UK Organisations Launch 12-Month Real-World Study Into Cannabis and Childhood Epilepsy

The Cannabis Observer ·
UK Organisations Launch 12-Month Real-World Study Into Cannabis and Childhood Epilepsy

A new real-world data study has been launched in the United Kingdom to investigate how medicinal cannabis may help manage rare epilepsy conditions in children.

Drug Science and patient advocacy organisation MedCan Support have joined forces for the project, which will use technology company Alta Flora's Eva Research Platform to gather detailed, longitudinal data on the effects of prescribed cannabis oil in children with epilepsy. Families will submit the data directly through a mobile application.

Cannabis Health News reports the project launched on International Epilepsy Day on Monday and will run for one year, after which Drug Science researchers will analyse the collected data.

Drug Science CEO David Badcock said the observational study will "build on the work that our research teams have done in childhood epilepsy since cannabis was reintroduced to the British pharmacopoeia in 2018".

He added: "We are pleased to work on this pioneering project with MedCan Support and Alta Flora and hope that the longitudinal real-world evidence that we are now able to collect will advance the case for wide access to these transformational medicines."

MedCan Support co-founder Hannah Deacon, whose son Alfie has complex epilepsy, said: "This is a groundbreaking study, and one MedCan is proud to have been involved in.

"I know only too well the importance of new and better treatments for your child when they are suffering severe seizures.

"Finding ways to speed up research without losing quality is a vital part of the fight to make sure safe and effective medicines are made available to vulnerable children as quickly as possible."

Separately, US researchers have identified a previously unknown mechanism through which CBD suppresses seizures in treatment-resistant pediatric epilepsy.

The study, led by NYU Grossman School of Medicine, found that CBD blocked signals carried by lysophosphatidylinositol molecules (LPI).
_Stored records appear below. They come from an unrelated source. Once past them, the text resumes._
PR #464, opened 2017-03-09
add gsl::not_null operator<<

rianquinn:
Hippomocks, which is a popular mocking engine for C++ uses operator<< on pointers and gets confused about gsl::not_null not having this operator.

### DIFF
--- a/include/gsl/gsl
+++ b/include/gsl/gsl
@@ -109,6 +109,13 @@ private:
     T ptr_;
 };
 
+template <class T>
+std::ostream& operator<<(std::ostream& os, const not_null<T>& val)
+{
+    os << val.get();
+    return os;
+}
+
 // more unwanted operators
 template <class T, class U>
 std::ptrdiff_t operator-(const not_null<T>&, const not_null<U>&) = delete;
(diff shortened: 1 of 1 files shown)


include/gsl/gsl
```diff
@@ -109,6 +109,13 @@ private:
     T ptr_;
 };
 
+template <class T>
```
neilmacintosh: You should add `#include <iostream>` in order to use `std::ostream` reliably here.

neilmacintosh:
Thanks for the PR @rianquinn! I have no objection to this, especially as it makes using the type slightly easier. I've added a comment asking for a small tweak.

include/gsl/gsl
rianquinn: oppsss... ha. I have that in my patch and forgot to port it to this one. Sorry about that

MikeGitb: isn't `<ostream>` enough?

neilmacintosh:
Thanks @rianquinn that looks good to me now.

include/gsl/gsl
rianquinn: from what I can tell, ostream seems to be enough. @neilmacintosh would you like me to change that? I made the change locally and it comes and tests fine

LPI is present in neuron brain cells and normally amplifies nerve signals, but can be co-opted by disease to trigger seizures.
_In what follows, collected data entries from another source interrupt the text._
PR #465, opened 2017-03-09
register GSL as a system header

rianquinn:
GSL currently causes Clang Tidy to go nuts for several reasons: 
1) there are several checks that fail because of UnitTest++ 
2) there are several checks that fail simply because we need to clean up some issues 
3) the Core Guideline checks clearly fail since we are implementing the GSL

Adding this macro prevents Clang Tidy and other tools (like coverage tools) from registering the GSL as code that belongs to the project.

### DIFF
--- a/include/gsl/gsl
+++ b/include/gsl/gsl
@@ -19,7 +19,9 @@
 #ifndef GSL_GSL_H
 #define GSL_GSL_H
 
+#if defined(__clang__) || defined(__GNUC__)
 #pragma GCC system_header
+#endif
 
 #include <gsl/gsl_assert>  // Ensures/Expects
 #include <gsl/gsl_util>    // finally()/narrow()/narrow_cast()...
--- a/include/gsl/gsl
+++ b/include/gsl/gsl
@@ -19,6 +19,8 @@
 #ifndef GSL_GSL_H
 #define GSL_GSL_H
 
+#pragma GCC system_header
+
 #include <gsl/gsl_assert>  // Ensures/Expects
 #include <gsl/gsl_util>    // finally()/narrow()/narrow_cast()...
 #include <gsl/multi_span>  // multi_span, strided_span...


neilmacintosh:
@rianquinn I'm not sure I like the idea of using a vendor-specific extension to just push off the problems here. Here's my thinking:

If the GSL fails checks for the Core Guidelines in places as it implements core concepts like `span`, then we should add targeted suppressions at the places where it does. 

If the GSL has issues we should clean up, then we should clean them up ;-)

If UnitTest++ has issues to be suppressed/cleaned up then we should do so and contribute them back.

rianquinn:
@neilmacintosh it's actually more than just Clang Tidy. Coveralls also falsely reports the GSL as not being tested because it thinks it's a user defined header file. In the coveralls case I can manually exclude, but it's kind of ugly. 

Sadly the only way to suppress Clang Tidy is to tell it not to check the code at all (similar to CppChecker) which is what this line is doing also. Actually, I think Clang Tidy uses the same comment tag that CppChecker has, an issue we brought up at CppCon last year. 

I guess one solution is to install the GSL into a system header location, which should have the same effect. In my case, since I use a prefix, it's not quiet as clean, but we already maintain other patches to the GSL so this is one we can keep as well if needed. 

https://github.com/Bareflank/GSL/commit/6693fe38f0b3d147902e702aa8c5ddc9b1be5625

I'll leave it up to you. Either way, I'm willing to help with cleaning up the GSL with respect to Clang Tidy as there is a lot of things that it's complaining about.

neilmacintosh:
@rianquinn I think the principle here is that tool configuration is really an issue for users to deal with either in patches/forks or (preferably) local configuration.

I think it is worth making an exception for suppressing checks for Core Guidelines enforcement (for obvious reasons), but enforcement of those rules can be suppressed using a standard C++ annotation-based suppression mechanism (`[[gsl::suppress]]`).

I'd be happy to look at PRs to clean up things that clang-tidy warns about.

Published in Neuron, the research examined several rodent models and confirmed an earlier finding that CBD blocks LPI's capacity to amplify nerve signals in the hippocampus region of the brain.

The study goes further, showing for the first time that LPI also weakens the signals that work against seizures, adding another dimension to the understanding of why CBD treatment is effective.

"Our results deepen the field's understanding of a central seizure-inducing mechanism, with many implications for the pursuit of new treatment approaches," said corresponding author Richard W. Tsien.

"The study also clarified not just how CBD counters seizures, but more broadly how circuits are balanced in the brain. Related imbalances are present in autism and schizophrenia, so the paper may have a broader impact," he added.